For years, David Frum was one of the most eloquent voices for the sober case against same-sex marriage. He now says he was wrong because the hysterical case against same-sex marriage has not been borne out by the facts. For it was only the hysterical opponents of same-sex marriage who believed that the mere sight of gays standing before a Unitarian minister or a justice of the peace would cause heterosexuals to divorce their spouses en masse.
Just six states plus the District of Columbia have same-sex marriage, none for more than seven years. With minor variations, those marriages are not recognized by the other 44 states or the federal government. Until fairly recently, same-sex marriage looked reversible either by federal action or popular vote in every one of those jurisdictions (it still might be reversed in Iowa, as it was in California and Maine). Same-sex marriage has yet to prevail on any state ballot. Only about 100,000 official same-sex weddings had taken place by 2008, according to the Census Bureau. Even Vermont, which has been experimenting with unisex marriage the longest, has only had full same-sex marriage -- as opposed to civil unions -- for two years.
These numbers are really a sufficient test case for what would happen with same-sex marriage throughout the United States? Are they a powerful enough force to overwhelm every other trend in American family life during the 2000s?
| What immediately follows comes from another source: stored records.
PR #141, opened 2020-09-02
fix: Set TRIVY_USERNAME and TRIVY_PASSWORD environment variables to consume secret keys

danielpacak:
So far we were passing registry credentials as values. In this PR we change it to use secretKeyRefs:

Starboard HLD - Find vulnerabilities with private image


lizrice (approved):
lgtm

PR #151, opened 2020-09-11
refactor: Init command

danielpacak:
The goal here is to review and tidy up what we're doing in the `init` command and set the stage for implementing scanners config feature:

- Renamed ServiceAccount to `starboard`
- Run all scan Jobs as `starboard` SA (+ mount API token only if necessary)
- Rename ConfigMap to `starboard` and make it generic. Introduce naming convention for keys, i.e. `trivy.` or `polaris.` to group configuration parameters by scanner. We'll introduce more config params in the future.
- Provide YAML descriptors for all objects that we create in the `init` command. This is to integrate with other tools / frameworks which do not want to or cannot execute `starboard init` command:
  ```
  k apply -f kube/init/starboard-ns.yaml \
    -f kube/init/starboard-sa.yaml \
    -f kube/init/starboard-cm.yaml \
    -f kube/init/starboard-clusterrole.yaml \
    -f kube/init/starboard-clusterrolebinding.yaml
  ```


kube/init/starboard-cm.yaml
```diff
@@ -0,0 +1,193 @@
+apiVersion: v1
+kind: ConfigMap
+metadata:
+  labels:
+    app.kubernetes.io/managed-by: starboard
+  name: starboard
+  namespace: starboard
+data:
```
danielpacak, line 8: This is now a generic ConfigMap. We can use it to as Volume Mount of type ConfigMap or ConfigMapKeyRef in scan Job descriptors. We can also access the values programmatically with the client-go library.

pkg/cmd/init_test.go
```diff
@@ -0,0 +1 @@
+package cmd_test
```
lizrice, line 1: is this todo?

pkg/kube/cr_manager.go
```diff
@@ -18,6 +20,11 @@ import (
 	"k8s.io/klog"
 )
 
+const (
+	clusterRoleStarboard        = "starboard"
+	clusterRoleBindingStarboard = "starboard"
+)
+
 const (
```
lizrice, line 28: Can you get rid of this `polarisConfigYAML` now there is the ConfigMap?

pkg/kube/cr_manager.go
```diff
@@ -205,74 +212,39 @@ exemptions:
...
-	if err != nil {
-		return
+	serviceAccount = &core.ServiceAccount{
+		ObjectMeta: meta.ObjectMeta{
+			Name: ServiceAccountStarboard,
+			Labels: labels.Set{
+				"app.kubernetes.io/managed-by": "starboard",
+			},
+		},
+		AutomountServiceAccountToken: pointer.BoolPtr(false),
```
lizrice, line 231: isn't this defined in the YAML?

pkg/kube/cr_manager.go
```diff
@@ -205,74 +212,39 @@ exemptions:
...
+		ObjectMeta: meta.ObjectMeta{
+			Name: ConfigMapStarboard,
+			Labels: labels.Set{
+				"app.kubernetes.io/managed-by": "starboard",
+			},
+		},
+		Data: map[string]string{
+			"trivy.severity":      "UNKNOWN,LOW,MEDIUM,HIGH,CRITICAL",
+			"polaris.config.yaml": polarisConfigYAML,
+		},
```
lizrice, line 243: Is this needed if it's defined in starboard-cm.yaml?

lizrice (commented):
I'm not sure, but I think you can delete some of the literals in the code in favour of the new ConfigMap?

pkg/cmd/init_test.go
danielpacak: This file is required to properly measure test coverage. However, it does't make much sense to test the init.cmd code with unit tests because we'll end up mocking Cobra library. So this is to generate coverage report for integration tests runner, which eventually is merged with unit tests runner's report.

pkg/kubebench/scanner.go
```diff
@@ -132,9 +132,11 @@ func (s *Scanner) prepareKubeBenchJob(node core.Node) *batch.Job {
 					},
 				},
 				Spec: core.PodSpec{
-					RestartPolicy: core.RestartPolicyNever,
-					HostPID:       true,
-					NodeName:      node.Name,
+					ServiceAccountName:           kube.ServiceAccountStarboard,
+					AutomountServiceAccountToken: pointer.BoolPtr(true),
```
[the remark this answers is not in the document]
danielpacak: We have this flags set to false on ServiceAccount level. For kube-bench and Polaris, which access Kubernetes API, we do want to mount the service token. It's not required for Trivy and kube-hunter though.

pkg/kube/cr_manager.go
danielpacak: I'd love to get rid of duplicate struct and string literals in favour of YAML files embedded in starboard executable (see https://github.com/golang/go/issues/41191) So for now the question is whether we want to get rid of starboard init command and use kubectly apply as the init step. I thought that these are alternative ways to initialize starboard. WDYT?

lizrice: oh, I see... I think `starboard init` is clearer and easier than having to manually do an `apply`

lizrice (approved):

Issue #144, opened 2020-09-08
Non-standard syntax for Kubernetes labels


danielpacak:
According to https://kubernetes.io/docs/concepts/overview/working-with-objects/labels/#syntax-and-character-set labels have the following syntax: `<prefix>/<name>`, where `/kubernetes.io` and `k8s.io/` prefixes are reserved for Kubernetes core components.

To follow this convention we should define label prefix for Starboard, e.g.: `aquasecurity.github.io/` or `starboard.github.io/` or `starboard.aquasecurity.github.io/`

Currently used labels:
- starboard.container.name=nginx
- starboard.resource.kind=Deployment
- starboard.resource.name=nginx
- starboard.resource.namespace=default

Should be:
- aquasecurity.github.io/starboard-container-name=nginx
- aquasecurity.github.io/starboard-resource-kind=Deployment
- aquasecurity.github.io/starboard-resource-name=nginx
- aquasecurity.github.io/starboard-resource-namespace=default

danielpacak:
We don't do that for now as I'm not convinced to request users to type in such long labels in the command line.

PR #153, opened 2020-09-16
refactor: Use standard syntax for Kubernetes labels

danielpacak:
Resolves: #144


simar7:
If you would like to run codecov on each PR but not indicate a failure in case coverage drops (or if you want to set a certain threshold of allowed drop) you can do something like this https://github.com/aquasecurity/trivy/blob/master/codecov.yml#L1-L12

I personally like to only fail on situation when something bad happens, coverage drop of a `0.20%` is I feel insignificant. Just a suggestion.

pkg/cmd/get_configaudit.go
```diff
@@ -43,10 +46,16 @@ NAME is the name of a particular Kubernetes workload.
...
+				kube.LabelResourceKind:      string(workload.Kind),
+				kube.LabelResourceName:      workload.Name,
+				kube.LabelResourceNamespace: workload.Namespace,
+			}.String()
+
 			kubectlCmd := exec.Command("kubectl",
 				"get",
 				starboard.ConfigAuditReportCRName,
-				fmt.Sprintf("-l=starboard.resource.kind=%s,starboard.resource.name=%s", workload.Kind, workload.Name),
+				fmt.Sprintf("-l=%s", selector),
```
simar7, line 58: So functionally it returns the same info by doing a `.String()` on a `labels.Set()` call? Is there a test I could read up on?

PR #157, opened 2020-09-21
Added Last Updated Field For Reports

### LINKED ISSUE #150: GeneratedAt property of VulnerabilityReport is not displayed

Generate HTML report for a Deployment and open it in a Web browser:

starboard_html_report_generated_at_blank

The Generated At value is blank

I'd expect that the Generated At is displayed as formatted date time.

N/A

**Environment:**

- Starboard version (use `starboard version`): 0.3.0
- Kubernetes version (use `kubectl version`): Any
- OS (macOS 10.15, Windows 10, Ubuntu 19.10 etc): Any

danielsagi:
HTML report was missing a correct LastUpdated timestamp.
The old way we used to get this timestamp is by looking at the Creation Timestamp: [Example from octant-plugin](https://github.com/aquasecurity/starboard-octant-plugin/blob/2655c5b5c00c6ea9f86858f0f55e3865b3d1787b/pkg/plugin/view/configaudit/report_view.go#L46)
This method was also used in the html report so far. (for ConfigAudits)

### The Problem
Today reports are created with a "Create Or Update" logic. 
So Creation Timestamp of the kubernetes resource is irrelevant. 

### Solution
Starting from kuberentes 1.18 we have "Managed Fields" which can contain the last `Update` Timestamp of the resource.
However, we want to support older versions as well, The best way is adding this field to the report itself. So we could easily access it.
This way is also mentioned [in](https://github.com/goharbor/pluggable-scanner-spec/blob/5f4f631765ce7ed23b91f138407c2b954831536b/api/spec/scanner-adapter-openapi-v1.0.yaml#L294)

This PR introduces:
* A new LastUpdated field in following reports 
  * ConfigAudits 
  * Vulneratbilities
  * CisBenchMark
  * KubeHunter
* Usage of the new field in HTML reports generations

closes #150


pkg/apis/aquasecurity/v1alpha1/common_types.go
```diff
@@ -1,8 +1,14 @@
...
+import "time"
+
 // Scanner is the spec for a scanner generating a security assessment report.
 type Scanner struct {
 	Name    string `json:"name"`
 	Vendor  string `json:"vendor"`
 	Version string `json:"version"`
 }
+
+type GeneratedAt struct {
```
danielpacak, line 12: Hey @danielsagi This is a tricky one. I should have put more details into the issue description:

Each Kubernetes object, including custom object such as VulnerabilityReport and ConfigAuditReport, has `CreationTimestamp` ObjectMeta property that can be used instead of defining our own. We also use the CreationTimestamp property in Octant plugin.

We actually created a similar thing to custom GeneratedAt property long time back to make sure this date is independent of the etcd system date, but it has its own drawbacks. For example, if you want to calculate content hash of a VulnerabilityReport to optimize storage, the GeneratedAt property would change the hash.

danielsagi: Yes I know CreationTimestamp is in ObjectMeta, but there is no LastUpdatedTimestamp.
For example if we run multiple scans on the same deployment, the CreationTimestamp stays the same. as the resource was created firstly, and then updated.

pkg/apis/aquasecurity/v1alpha1/config_audit_types.go
```diff
@@ -70,6 +70,7 @@ type ConfigAuditReportList struct {
 // TODO my-node)
 type ConfigAudit struct {
 	Scanner         Scanner            `json:"scanner"`
+	LastUpdated     LastUpdated        `json:"lastUpdated"`
```
danielpacak, line 73: In `ObjectMata` there's the `CreationTimestamp` field so maybe we should call this one `UpdateTimestamp`. I don't have strong opinions on that. I just like consistency.

danielpacak (changes requested):

danielpacak (approved):

Issue #55, opened 2020-06-13
Output init manifests


billyshambrook:
**Describe the problem/challenge you have**

To install starboard via GitOps, we need the YAML manifests to install. Would be great if the init command could optionally just output the manifests to stdout.

**Describe the solution you'd like**

**Anything else you would like to add:**

Happy to help with a PR if this sounds good and there's a preferable cmd line argument to trigger this (e.g. `starboard manifests`)

**Environment:**

- Starboard version (use `starboard version`):
- Kubernetes version (use `kubectl version`):
- OS (macOS 10.15, Windows 10, Ubuntu 19.10 etc):

danielpacak:
Thank you @billyshambrook for bringing the GitOps use case. I think it's reasonable to allow getting the manifests in the init command as you described. To some extent it's also related to #23 

I'd suggest adding the `--dry-run` and `--output` flags to the existing init command:

```
$ starboard init --dry-run -o yaml
```

We want to stay as close to the kubectl syntax as possible, so the above mentioned command would resemble a build-in kubectl commands:

```
 $ k create deploy nginx --image nginx:1.16 --dry-run -o yaml
```

WDYT? If that sound's good I'm happy to assign you @billyshambrook to this one.

shaunmclernon:
@danielpacak I have been digging around the code on this one.

Based on the brief above, I am planning on possibly breaking this up into 2 PRs (1 for the dry-run and the other for yaml generation). I propose to mimic the kubectl behaviour for dry-run to show which objects are to be created (it is sort of an extension to work done in #164)

Currently, I have the following resources working in dry-run mode:

> $ starboard init --dry-run
Creating CRD "vulnerabilityreports.aquasecurity.github.io" (dry run)
Creating CRD "ciskubebenchreports.aquasecurity.github.io" (dry run)
Creating CRD "kubehunterreports.aquasecurity.github.io" (dry run)
Creating CRD "configauditreports.aquasecurity.github.io" (dry run)
Creating Namespace "starboard" (dry run)
Creating ConfigMap "starboard/starboard" (dry run)

Investigating the service account, cluster role and cluster role binding (and the relationship between #23)  

and obviously the YAML objects when -o yaml is included.

WDYT? Does that sound like a reasonable approach?  If so I am happy for you to assign it to me.

danielpacak:
> @danielpacak I have been digging around the code on this one.
> 
[...]

PR #196, opened 2020-10-12
feat: Add dry-run option to init command

shaunmclernon:
Added an additional flag to the init command to allow it run as a
dry-run. Where ever possible, it follows the same convention as kubectl.

Example:

$ starboard init --dry-run

crd/vulnerabilityreports.aquasecurity.github.io created (dry run)
crd/ciskubebenchreports.aquasecurity.github.io created (dry run)
crd/kubehunterreports.aquasecurity.github.io created (dry run)
crd/configauditreports.aquasecurity.github.io created (dry run)
namespace/starboard created (dry run)
configmap/starboard created (dry run)
serviceaccount/starboard created (dry run)
clusterrole.rbac.authorization.k8s.io/starboard created (dry run)
clusterrolebinding.rbac.authorization.k8s.io/starboard created (dry run)

The expection is that when running this command no resources should be
created in the cluster. Integrations tests have been added to verify this.

This is part of #55 but does not resolve it completely.

Signed-off-by: Shaun McLernon <shaun@codesome.tech>

### DIFF
--- a/itest/starboard_cli_test.go
+++ b/itest/starboard_cli_test.go
@@ -64,6 +64,100 @@ func NewPodSpec(podName string, containers map[string]string, args ...string) (*
 	return pod, err
 }
 
+var _ = Describe("Starboard CLI dryrun", func() {
+
+	Describe("Command init with dryrun", func() {
+
+		It("should return an error if the wrong dryrun flag is provided", func() {
+			out := NewBuffer()
+			err := cmd.Run(versionInfo, []string{
+				"starboard",
+				"init",
+				"--dry",
+				"-v", starboardCLILogLevel,
+			}, out, out)
+			Expect(err).To(HaveOccurred())
+
+			// Expectation: No resources should have been created, so lets check
+
+			crdList, err := customResourceDefinitions.List(context.TODO(), metav1.ListOptions{})
+			Expect(err).ToNot(HaveOccurred())
+			Expect(crdList.Items).Should(HaveLen(0))
+		})
+
+		It("should return an error if dryrun flag provides invalid parameters", func() {
+			out := NewBuffer()
+			err := cmd.Run(versionInfo, []string{
+				"starboard",
+				"init",
+				"--dry-run=client",
+				"-v", starboardCLILogLevel,
+			}, out, out)
+			Expect(err).To(HaveOccurred())
+
+			// Expectation: No resources should have been created, so lets check
+
+			crdList, err := customResourceDefinitions.List(context.TODO(), metav1.ListOptions{})
+			Expect(err).ToNot(HaveOccurred())
+			Expect(crdList.Items).Should(HaveLen(0))
+		})
+
+		It("should show which resources will be created", func() {
+			out := NewBuffer()
+			err := cmd.Run(versionInfo, []string{
+				"starboard",
+				"init",
+				"--dry-run",
+				"-v", starboardCLILogLevel,
+			}, out, out)
+			Expect(err).ToNot(HaveOccurred())
+
+			// Expectation: No resources should have been created, so lets check
+
+			Eventually(out).Should(Say(`crd/vulnerabilityreports.aquasecurity.github.io created \(dry run\)`))
+			Eventually(out).Should(Say(`crd/ciskubebenchreports.aquasecurity.github.io created \(dry run\)`))
+			Eventually(out).Should(Say(`crd/kubehunterreports.aquasecurity.github.io created \(dry run\)`))
+			Eventually(out).Should(Say(`crd/configauditreports.aquasecurity.github.io created \(dry run\)`))
+			crdList, err := customResourceDefinitions.List(context.TODO(), metav1.ListOptions{LabelSelector: "app.kubernetes.io/managed-by=starboard"})
+			Expect(err).ToNot(HaveOccurred())
+			Expect(crdList.Items).Should(HaveLen(0))
+
+			Eventually(out).Should(Say(`namespace/starboard created \(dry run\)`))
+			Eventually(out).Should(Say(`configmap/starboard created \(dry run\)`))
+			cm, err := configmaps.List(context.TODO(), metav1.ListOptions{})
+			Expect(err).ToNot(HaveOccurred())
+			Expect(cm.Items).Should(HaveLen(0))
+
+			Eventually(out).Should(Say(`serviceaccount/starboard created \(dry run\)`))
+			sa, err := serviceAccounts.List(context.TODO(), metav1.ListOptions{LabelSelector: "app.kubernetes.io/managed-by=starboard"})
+			Expect(err).ToNot(HaveOccurred())
+			Expect(sa.Items).Should(HaveLen(0))
+
+			Eventually(out).Should(Say(`clusterrole.rbac.authorization.k8s.io/starboard created \(dry run\)`))
+			cr, err := clusterRoles.List(context.TODO(), metav1.ListOptions{LabelSelector: "app.kubernetes.io/managed-by=starboard"})
+			Expect(err).ToNot(HaveOccurred())
+			Expect(cr.Items).Should(HaveLen(0))
+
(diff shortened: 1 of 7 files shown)


shaunmclernon:
@danielpacak sorry, this took me way longer than I thought, mainly due to the integration testing.

There is an issue that we cannot do a "real" dry-run for the resources in the starboard namespace. I have flagged them with a FIXME to make it easier to find.  I did have a look a the kubectl implementation however, it is slightly more complicated than here.

itest/starboard_cli_test.go
```diff
@@ -64,6 +64,91 @@ func NewPodSpec(podName string, containers map[string]string, args ...string) (*
 	return pod, err
 }
 
+var _ = Describe("Starboard CLI dryrun", func() {
```
danielpacak, line 67: I believe that we should keep **Starboard CLI** as top level Description and add these new `It` cases under **Starboard CLI / Command init**. There's already `It("should initialize Starboard")` and you're exercising it with the --dry-run flag so we'd better keep the tests together.

So our goal is that all specs related to the init command read as follows:
- Starboard CLI / Command init / should initialize Starboard
- Starboard CLI / Command init / should return an error if the wrong dryrun flag is provided
- Starboard CLI / Command init / should return an error if dryrun flag provides invalid parameters
- Starboard CLI / Command init /should show which resources will be created

itest/starboard_cli_test.go
```diff
@@ -64,6 +64,91 @@ func NewPodSpec(podName string, containers map[string]string, args ...string) (*
...
+
+		It("should return an error if the wrong dryrun flag is provided", func() {
+			out := NewBuffer()
+			err := cmd.Run(versionInfo, []string{
+				"starboard",
+				"init",
+				"--dry",
+				"-v", starboardCLILogLevel,
+			}, out, out)
+			Expect(err).To(HaveOccurred())
```
danielpacak, line 79: Did you mean testing a wrong flag (--dry instead of --dry-run) or the wrong value of the --dry-run flag?

I think in this case we'll get the following error: `error: unknown flag: --dry`

itest/starboard_cli_test.go
```diff
@@ -64,6 +64,91 @@ func NewPodSpec(podName string, containers map[string]string, args ...string) (*
...
+
+			// Expectation: No resources should have been created, so lets check
+
+			crdList, err := customResourceDefinitions.List(context.TODO(), metav1.ListOptions{})
+			Expect(err).ToNot(HaveOccurred())
+			Expect(crdList.Items).Should(HaveLen(0))
+		})
+
+		It("should show which resources will be created", func() {
+			out := NewBuffer()
```
danielpacak, line 106: Can we assert on this output as well? See how we check the output for the version command.

pkg/cmd/init.go
```diff
@@ -43,9 +44,12 @@ These resources can be removed from the cluster using the "cleanup" command.
 			if err != nil {
 				return
 			}
-			err = kube.NewCRManager(clientset, clientsetext).Init(ctx)
+
+			err = starboard.NewCRManager(clientset, clientsetext).Init(ctx, options, outWriter)
 			return
 		},
 	}
+	cmd.Flags().BoolVar(&options.DryRun, "dry-run", false, "Only print the object that would be sent, without sending it.")
```
danielpacak, line 52: If I look at the output of `kubectl create deployment -h` the --dry-run flag accepts 3 values. In our case it's a boolean. Can we make it consistent?

--dry-run='none': Must be "none", "server", or "client". If client strategy, only print the object that would be
sent, without sending it. If server strategy, submit server-side request without persisting the resource.

pkg/kube/cr_manager.go
```diff
@@ -148,54 +149,56 @@ func NewCRManager(clientset kubernetes.Interface, clientsetext extapi.Apiextensi
 	}
 }
 
-func (m *crManager) Init(ctx context.Context) (err error) {
-	err = m.createOrUpdateCRD(ctx, &aquasecurityv1alpha1.VulnerabilityReportsCRD)
+func (m *crManager) Init(ctx context.Context, initOptions *InitOptions, outWriter io.Writer) (err error) {
```
danielpacak, line 152: If you passed the initOptions and the output Writer as args to the NewCRManager constructor function and saved it as crManager properties you'd not need to change methods' signatures in so many places.

pkg/kube/cr_manager.go
```diff
@@ -148,54 +149,56 @@ func NewCRManager(clientset kubernetes.Interface, clientsetext extapi.Apiextensi
...
+	klog.V(3).Infof("In DryRun mode=%v", initOptions.DryRun)
```
danielpacak, line 153: I think we could simplify this logic and resolve --dry-run mode in one place instead of spreading this logic in so many places.

I'd actually start with checking if dry-run mode is `client` and immediately short circuit the `Init` method with print statements showing which objects will be created without sending any requests to Kubernetes API.

Then we have to handle `none` and `server` modes, but this I'd even resolve in the construction and store CreateOptions and UpeateOptions structs as crManager fields, i.e.:

```go
type crManager struct {
	clientset    kubernetes.Interface
	clientsetext extapi.ApiextensionsV1beta1Interface
	createOptions meta.CreateOptions
	updateOptions meta.UpdateOptions
}

// NewCRManager constructs a CRManager with the given Kubernetes interface.
func NewCRManager(opt InitOptions, clientset kubernetes.Interface, clientsetext extapi.ApiextensionsV1beta1Interface) CRManager {
	return &crManager{
		clientset:    clientset,
		clientsetext: clientsetext,
		createOptions: meta.CreateOptions{
			// Set DryRun property based on the opt passed as constructor arg
			DryRun: []string{},               // if --dry-run=none
			DryRun: []string{meta.DryRunAll}, // if --dry-run=server
		},
		updateOptions: meta.UpdateOptions{
			DryRun: []string{},
			DryRun: []string{meta.DryRunAll},
		},
	}
}
```

WDYT?

danielpacak (changes requested):
I know this is not easy @shaunmclernon but you did great progress anyway. Please see my comments and let me know if it makes sense.

itest/starboard_cli_test.go
shaunmclernon: Yes, I was testing an invalid option... which should return an error as you have noted.

pkg/kube/cr_manager.go
shaunmclernon: Thanks for that... I was worried that I was making a lot of signature changes.

itest/starboard_cli_test.go
shaunmclernon: That was my plan, although I wasn't able to achieve that because there was a before step that was performing the "init". Although, it is probably my lack of ginkgo knowledge... I will have another crack at it.

pkg/kube/cr_manager.go
shaunmclernon: Now that I have been through the process and know how it works... then I would be in favour of simplifying the logic. Your approach sounds sensible, so I will refactor accordingly.

itest/starboard_cli_test.go
shaunmclernon: Done

itest/starboard_cli_test.go
danielpacak: Ah I see. If it's getting too complex I'm okey with your initial implementation... I forgot that we call init and cleanup command around each test case ...

itest/starboard_cli_test.go
shaunmclernon: Sure, I have added this now.

danielpacak:
@shaunmclernon Are you still working on this one?

shaunmclernon:
@danielpacak Yes, sorry it's taking so long.

danielpacak:
> @danielpacak Yes, sorry it's taking so long.

Sure. No rush. Just let me know if you need any help.

danielpacak:
@shaunmclernon is this PR something you are working on? Otherwise I believe we can close it.

danielpacak:
Closing as stale pull request

PR #201, opened 2020-10-14
docs: Add operator to the README.md

danielpacak:


README.md
```diff
@@ -249,32 +288,73 @@ The following table lists available configuration parameters.
...
+| --------------- | ------------------ | -------------------------- | ----------- |
+| OwnNamespace    | `operators`        | `operators`                | The operator can be configured to watch events in the namespace it is deployed in. |
+| SingleNamespace | `operators`        | `foo`                      | The operator can be configured to watch for events in a single namespace that the operator is not deployed in. |
+| MultiNamespace  | `operators`        | `foo,bar,baz`              | The operator can be configured to watch for events in more than one namespace. |
+| AllNamespaces   | `operators`        |                            | The operator can be configured to watch for events in all namespaces. |
+
+> **CAUTION:** Although we do support the *AllNamespaces* install mode, please use it with caution when your cluster
+> runs a moderate or high number of workloads. If the desired state of the cluster is much different from the actual
+> state, the operator might spin up too many scan jobs and negatively impact the performance of your cluster.
+> We're working on improvements to limit the number of parallel scan jobs and implement a back pressure logic.
```
lizrice, line 341:
```suggestion
> We're planning improvements to limit the number of parallel scan jobs and implement a back pressure logic.
```

README.md
```diff
@@ -215,7 +226,35 @@ vulnerabilities as well as configuration issues that might affect stability, rel
...
+[custom security resources][starboard-crds].
+
+To learn more about the available Starboard CLI commands, run `starboard help` or type a command followed by the
+`-h` flag:
+
+```
+$ starboard kube-hunter -h
+```
+
+### Configuration
```
lizrice, line 257: Am I right to think that the Starboard operator will create the vulnerabilityreports CRD - no need to run `starboard init` first?

lizrice (commented):
I'm wondering what we should do with the Installation, Getting Started & Next Steps sections. 

- I think it makes sense to Get Started with the command line tool and then move on to trying the operator when you see what Starboard is all about. Maybe we should explicitly suggest that? 
- We need installation instructions for the operator, I think?

README.md
danielpacak: It depends how we install the operator. With OLM the OLM operator is taking care of creating CRDs, which are part of the installation bundle. For helm or kubecly apply installations we have to create the CRDs manually or use the init command.

In general, as a good practice the operator should not create the CRDs that it manages.

README.md
```diff
@@ -290,6 +294,48 @@ security resources as depicted below. However, we plan to support all [custom se
...
+
+   ```
+   $ kubectl apply -f deploy/static/05-starboard-operator.deployment.yaml
+   ```
+
+#### With Helm
+
+Helm, which is de facto standard package manager for Kubernetes, allows installing applications from parameterized
+YAML manifests called Helm charts. To address shortcomings of static YAML manifest we'll provide a Helm chart to deploy
+the Starboard operator. See [#187](https://github.com/aquasecurity/starboard/issues/187) to check the progress on that.
```
consideRatio: I suggest to let the static resources be generated from the Helm chart in the future. See #211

Does anyone really suppose that the concept of marriage that has existed for the majority of Western civilization would immediately be undone by a few unisex wedding ceremonies and "Party A meets Party B" marriage license applications over a decade? Is this really conclusive evidence?
All these questions answer themselves. However unfair this may be, the larger problems associated with gay marriage were never very likely to have much to do with gays themselves. The biggest damage was always bound to come from the rules being rewritten for everyone else: the rigid enforcement of gender-neutral language erasing faterhood and motherhood from our shared language; public school curricula that teaches children that marriage was once between a man and a woman for motives not much dissimilar from those of the Ku Klux Klan; the erosion of the government's expectation that people are responsible for the children they create.
Under a unisex definition of marriage, adoption and reproductive technology must play a larger role in family formation than the humane reaction to unfortunate personal circumstances they have traditionally been. Marriage will no longer be premised on parents not abandoning their children at will. Marriage will be redefined to accomodate at least one biological parent relinquishing their child as a matter of design. The consequences of this will take years to play out, not just from 2004 or even 1999 to now.
If Frum is right that "Most conservatives have reacted with calm -- if not outright approval -- to New York's dramatic decision," it's not because all these concerns have been shown to be overblown. It's because most conservatives, myself included, now believe we are probably on the losing side of this debate. That probability makes vocally opposing same-sex marriage seem less worth the price of wounding the feelings of one's gay friends on the one hand and being viewed as morally equivalent to a white supremacist on the other. Certainly, it won't advance a conservative writer's career to be penning op-eds and blog posts that will one day be brandished like National Review's 1950s editorials in defense of Jim Crow.
Supporters of same-sex marriage have always insisted that inclusion for 3 percent of the population is all that is at stake here. The other 97 percent can continue to reap all the social stability provided by traditional marriage. In 1997, David Frum said this view was likely wrong and I suspect he was right back then. Based on what New York has set in motion, however, we had better hope he is right now.